Desk V. Frequency description of change operation (Fig: 5)
**** 10/15/23 19:35:45 ****** PSpice Lite (October 2012) ****** ID# 10813 **** |
Frequency-dependent AC change simulation |
Circuit description |
V2 1 0 AC 100 |
R13 1 2 400 |
FG1 2 0 V2 1 |
L23 2 3 0.01 |
R30 3 0 500 |
C34 3 4 0.1UF |
L46 4 6 0.5 |
C60 6 0 0.1 |
E45 4 5 LAPLACE {I(E45)} = {(ABS(S)/(2.0*3.14159265359)-150)*1E10} |
R40 5 0 2000 |
.AC LIN 4 50 200 |
.PRINT AC VM(1) VM(3) VM(4) VM(5) |
.OP |
.finish |
**** 10/15/23 19:35:45 ****** PSpice Lite (October 2012) ****** ID# 10813 **** |
Frequency-dependent AC change simulation |
Small sign bias answer Temperature = 27.000 DEG C |
Node voltage |
( 1) 0.0000 ( 2) 0.0000 ( 3) 0.0000 ( 4) 0.0000 |
( 5) 0.0000 ( 6) 0.0000 |
Voltage supply currents |
Identify Present |
V2 0.000E+00 |
Complete energy dissipation 0.00E+00 watts |
**** 10/15/23 19:35:45 ****** PSpice Lite (October 2012) ****** ID# 10813 **** |
Frequency-dependent AC change simulation |
Working Level Info Temperature = 27.000 DEG C |
Voltage-controlled voltage sources |
Identify E45 |
V-source 0.000E+00 |
I-source 0.000E+00 |
Present-controlled present sources |
Identify FG1 |
I-source 0.000E+00 |
**** 10/15/23 19:35:45 ****** PSpice Lite (October 2012) ****** ID# 10813 **** |
Frequency-dependent AC change simulation |
AC evaluation Temperature =27.000 DEG C |
FREQ VM(1) VM(3) VM(4) VM(5) |
5.000E+01 1.000E+02 7.143E+01 3.542E-01 7.083E-10 |
1.000E+02 1.000E+02 7.144E+01 1.438E+00 5.754E-09 |
1.500E+02 1.000E+02 7.144E+01 3.224E+00 3.220E+00 |
2.000E+02 1.000E+02 7.147E+01 6.126E+00 2.451E-08 |
Job concluded |
**** 10/15/23 19:35:45 ****** PSpice Lite (October 2012) ****** ID# 10813 **** |
Frequency-dependent AC change simulation |
Job statistics abstract |
Switching recruitment for frequency-dependent methods varies relying on the applying. There are totally different means by which change efficiency might be evaluated and in contrast. These switches may very well be used on the design stage for various frequency ranges and energy ranges.
A frequency-dependent change configuration is designed to slot in the PSpice simulation program to be used in an digital circuit (1700Hz,150Hz). The change is examined and verified with 4 sorts of AC circuits within the frequency area with the PSpice simulation software program. Engineers with simulation expertise can implement these conceptual designs and meet at this time’s superior methods.

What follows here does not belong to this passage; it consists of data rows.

PR #1705, opened 2024-06-11
store: use Forgotten() for lifetime management with leveraging Initialized() for readiness check

ktock:
Fixes: #1599 
Fixes: #1594

Thanks to @iain-macdonald 's patch for go-fuse (https://github.com/hanwen/go-fuse/pull/520), we can rely on Inode.Forgotten to check if that inode is reusable or not. This commit cherry-picks @iain-macdonald's patch to https://github.com/ktock/go-fuse/commit/f59a74eb644ad60f419be455498a183bcd1e1f4f and imports to stargz-snapshotter. That patch adds `Initialized()` method that can be used for checking the readiness of Forgotten() metehod and we can avoid the issues like https://github.com/hanwen/go-fuse/issues/504 and https://github.com/containerd/stargz-snapshotter/issues/1594 .


cmd/go.mod
```diff
@@ -144,3 +144,5 @@ replace (
 	github.com/containerd/stargz-snapshotter/estargz => ../estargz
 	github.com/containerd/stargz-snapshotter/ipfs => ../ipfs
 )
+
+replace github.com/hanwen/go-fuse/v2 => github.com/ktock/go-fuse/v2 v2.1.1-0.20240611080711-f59a74eb644a
```
AkihiroSuda, line 148: Do you have a PR

ktock: Yes, there is a PR for this: https://github.com/hanwen/go-fuse/pull/520

PR #1773, opened 2024-08-21
Bump github.com/docker/cli to v27.1.2+incompatible

brandond:
Removes indirect dependency on `github.com/docker/docker`

@ktock I see that https://github.com/containerd/stargz-snapshotter/pull/1763 did the same thing and was closed, can I ask why? We'd really like to eliminate the indirect dependency on `github.com/docker/docker` since it is showing up in vuln scans when we bundle stargz-snapshotter into k3s and rke2.


brandond:
Edit: I see you're rolling these together in https://github.com/containerd/stargz-snapshotter/pull/1765 - I'll wait for that. Thanks!

PR #1874, opened 2024-11-25
fuse passthrough: fix PassthroughFd return wrong num to go-fuse

wswsmao:
In go-fuse, if the FilePassthroughFder interface is implemented, an attempt is made to register the fd to the kernel using addBackingID after an open operation. 
To avoid this operation in non-passthrough mode, we now return an exceptional value.


ktock (approved):
Thanks

PR #1920, opened 2025-01-06
Update gomod dependabot to use directories

djdongjin:
1. Move repeated `gomod` sections to a single one by using [`directories`](https://docs.github.com/en/code-security/dependabot/working-with-dependabot/dependabot-options-reference#directories-or-directory--) instead of `directory`.
2. Add a few `groups`: update deps matching the `groups` pattern in a single PR.
  a. One benefit of this is dependabot will update the deps in all `go.mod`s, thus the CI can pass (otherwise it may fail due to requiring `go mod tidy`.
  b. I think a should be true regardless if `groups` is used or not. But from my experience, it seems dependabot only do this for `groups`ed deps, and still open different PRs for different modules if a dep is not part of a group.

### DIFF
--- a/.github/dependabot.yml
+++ b/.github/dependabot.yml
@@ -3,30 +3,32 @@ updates:
 
   # Automatic upgrade for go modules.
   - package-ecosystem: "gomod"
-    directory: "/"
+    directories:
+      - "/estargz"
+      - "/ipfs"
+      - "/"
+      - "/cmd"
     schedule:
       interval: "daily"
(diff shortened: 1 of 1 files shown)


ktock:
Could you rebase this on the latest main branch to enable CI?

djdongjin:
> Could you rebase this on the latest main branch to enable CI?

no problem, done.

ktock (approved):
Thanks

Creator: Ok. Bharath Kumar, Researcher
The writer obtained a B. Tech diploma in E and CE with highest honours from JNT College, Anantapur, India, in 1981and M. Tech diploma from Indian Institute of Know-how, Kharagpur, India, in Microwave and Optical Communication within the 12 months 1983. Later, he joined Indian Phone Industries, Bengaluru, India and labored in Fiber optics. In 1990, he obtained an M.S. diploma in electrical engineering from the Illinois Institute of Know-how, Chicago, USA and joined Oki Electrical, Japan, as a researcher within the semiconductor laboratory. He has over thirty-four publications in simulation and modelling of digital circuits in numerous nationwide and worldwide journals. He’s retired from Oki Electrical now.